I didn't mean to imply that
Watchmen requires serious study to be appreciated, it's just that it's so embedded in the context of the times it was written in, in terms of, well, everything about it from the creative trends informing the art and the main plot points that it might seem impenetrable to a younger reader unfamiliar with the larger circumstances surrounding the book's creation (One could almost say that it's horribly dated. Almost). To be honest, I wasn't really smart or aware enough to get a lot of what Moore and Gibbons were trying to do the first time I read it, and only kept it prominently displayed on my bookshelf for a couple of years sandwiched between some Albert Camus and Noam Chomsky books so that I could impress the Linguistics major I was dating at the time with my alleged progressive and modern taste in casual reading.
Quote from: The Enigma on January 01, 2009, 04:37:27 PMThe first time was, as with Zulu, "hey, awesome!" but it was only later that I realised the importance of what Moore had done in deconstructing superhero comics and the cleverness and insight he displayed in so doing. There's nothing quite like the first time, though *happy sigh* so make sure he understands some of the context if you can, even if that's only after he's finished reading it.
To add to Enigma's advice, it might be a good idea to fill your kid in on some of the context surrounding Watchmen (without spoilering the ending, of course) before giving it to him. Moore did a great job of recreating the Cold War paranoia of the mid-1980s, but all that political tension almost seems surreal now in retrospect, even to those of us who actually lived through it. The idea of an ultimate weapon like Dr. Manhattan getting out of government control and suddenly tipping the fragile nuclear arms balance between the US and the USSR and pushing the world to the brink of World War III was definitely a "urine your pants" scary imagined scenario at the time, but the significance and impact of that particularly important plot development has been dulled, I think, in the years since the collapse of the Soviet Union.

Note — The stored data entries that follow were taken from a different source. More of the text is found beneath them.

PR #3261, opened 2026-09-01
Fix OTLP status for provider HTTP errors

### LINKED ISSUE #3260: OTLP spans do not classify provider HTTP errors
## Description

Provider HTTP error responses are recorded on OTLP spans as an HTTP status attribute, but the OpenTelemetry span status remains `Unset`. This causes tracing backends to receive the correct HTTP status without reliably classifying the provider call or logical GenAI operation as an error.

This is present in v1.5.0 and current `main` at `340dff6b3e9b7c29a590df81ea136eabada87574`.

## Current behavior

The outbound-call instrumentation treats every received HTTP response as `Ok(response)`, including 429 and 5xx responses:

https://github.com/agentgateway/agentgateway/blob/340dff6b3e9b7c29a590df81ea136eabada87574/crates/agentgateway/src/proxy/httpproxy.rs#L2908-L2916

The `Ok(response)` branch adds `http.status` and only the transport `Err(error)` branch calls `span.set_error` which adds `error.type` and sets the OTLP status to `Error`.

The logical request/GenAI span similarly derives OTLP error status only from `request.error` and not from the provider HTTP result:

https://github.com/agentgateway/agentgateway/blob/340dff6b3e9b7c29a590df81ea136eabada87574/crates/agentgateway/src/telemetry/trc.rs#L342-L346

Observed results:

| Provider result | HTTP status attribute | OTLP span status |
| --- | --- | --- |
| 200 | 200 | `Unset` |
| 429 | 429 | `Unset` |
| 500 | 500 | `Unset` |
| Connection/transport failure | absent | `Error` |

`Unset` is expected for a successful operation (it's the default and does not mean success).

## Expected behavior

- Outbound HTTP client spans should set OTLP status to `Error` for provider 429/5xx responses and set a predictable, low-cardinality `error.type`, such as the HTTP status code or provider error code.
- The logical GenAI operation span should represent a provider rejection/failure as an error even though agentgateway successfully received the HTTP response.
- Generic incoming HTTP server spans should retain the OpenTelemetry distinction for 4xx responses: a server-side 4xx normally remains `Unset` because the client may be at fault. The fix should not blindly classify every gateway HTTP 4xx as an infrastructure error.

References:

- https://opentelemetry.io/docs/specs/semconv/http/http-spans/#status
- https://github.com/open-telemetry/semantic-conventions-genai/blob/main/docs/gen-ai/gen-ai-spans.md#inference

## Reproduction

1. Enable agentgateway OTLP tracing.
2. Configure an LLM backend that deterministically returns HTTP 429 or 500.
3. Send a chat-completion request through agentgateway.
4. Decode the exported `ExportTraceServiceRequest`.
5. Observe the HTTP status attribute on the provider/GenAI trace, with `span.status.code` still `STATUS_CODE_UNSET` and no `error.type`.

A Collector transform can temporarily classify GenAI spans with HTTP status >= 400, but the source instrumentation should emit the correct status directly.

danehans:
## Description

Provider HTTP error responses recorded an HTTP status attribute but left the OTLP span status unset. This marks outbound HTTP client spans as errors for 4xx and 5xx responses and records the numeric status as `error.type`.

The inbound HTTP server span now classifies 5xx responses as errors while preserving the OpenTelemetry requirement that server-side 4xx responses remain unset. Existing transport error descriptions and custom error types are preserved.

A separate logical GenAI inference span is tracked in #3272.

## Testing

- `make lint`
- `cargo test -p agentgateway telemetry::`
- Exported-span regression for a GenAI request returning HTTP 500

Fixes: #3260

### DIFF
--- a/crates/agentgateway/src/telemetry/trc.rs
+++ b/crates/agentgateway/src/telemetry/trc.rs
@@ -364,9 +364,7 @@ fn request_span_status(request: &RequestLog, attributes: &mut Vec<KeyValue>) -> 
 				.unwrap_or_else(|| "_OTHER".to_string()),
 			error.clone(),
 		)
-	} else if let Some(status) = request.status.filter(|status| {
-		status.is_server_error() || (request.llm_request.is_some() && status.is_client_error())
-	}) {
+	} else if let Some(status) = request.status.filter(http::StatusCode::is_server_error) {
 		(status.as_u16().to_string(), String::new())
 	} else {
 		return Status::default();
@@ -959,10 +957,10 @@ mod tests {
 	}
 
 	#[test]
-	fn send_exports_gen_ai_http_error_status() {
+	fn send_exports_gen_ai_server_error_status() {
 		let (tracer, exporter) = test_tracer();
 		let mut request = test_request_log();
-		request.status = Some(http::StatusCode::TOO_MANY_REQUESTS);
+		request.status = Some(http::StatusCode::INTERNAL_SERVER_ERROR);
 		request.llm_request = Some(test_llm_request());
 		let mut outgoing = TraceParent::new();
 		outgoing.flags = 1;
@@ -993,7 +991,7 @@ mod tests {
 		assert!(
 			spans[0]
 				.attributes
-				.contains(&KeyValue::new("error.type", "429"))
+				.contains(&KeyValue::new("error.type", "500"))
 		);
 	}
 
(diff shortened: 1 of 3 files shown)


crates/agentgateway/src/telemetry/trc.rs
```diff
@@ -359,6 +355,32 @@ impl Tracer {
 	}
 }
 
+fn request_span_status(request: &RequestLog, attributes: &mut Vec<KeyValue>) -> Status {
```
howardjohn, line 358: https://opentelemetry.io/docs/specs/semconv/http/http-spans/#status

"For HTTP status codes in the 4xx range span status MUST be left unset in case of SpanKind.SERVER and SHOULD be set to Error in case of SpanKind.CLIENT."

danehans: Good catch. I’ll remove the GenAI-specific 4xx exception.

howardjohn (approved):

PR #3265, opened 2026-09-01
fix: apply prompt caching to native Anthropic provider

### LINKED ISSUE #3167: promptCaching policy is a silent no-op for the native Anthropic provider (currently Bedrock-only, schema docs imply otherwise)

Oh, and as a belated additional holiday present, my brother gave me the full run of Nth Man: The Ultimate Ninja yesterday. I was practically doing cartwheels (aching back notwithstanding) when I got them... I have fond memories of reading the early issues as a kid (my brother and I would take a trip down to the local American Air Force base and read issues on the newsstand outside the base's restaurant... the old guy who managed the newsstand actually let us read the comics there since nobody really bought anything off of him outside of the occasional Newsweek magazine, much less talk to him).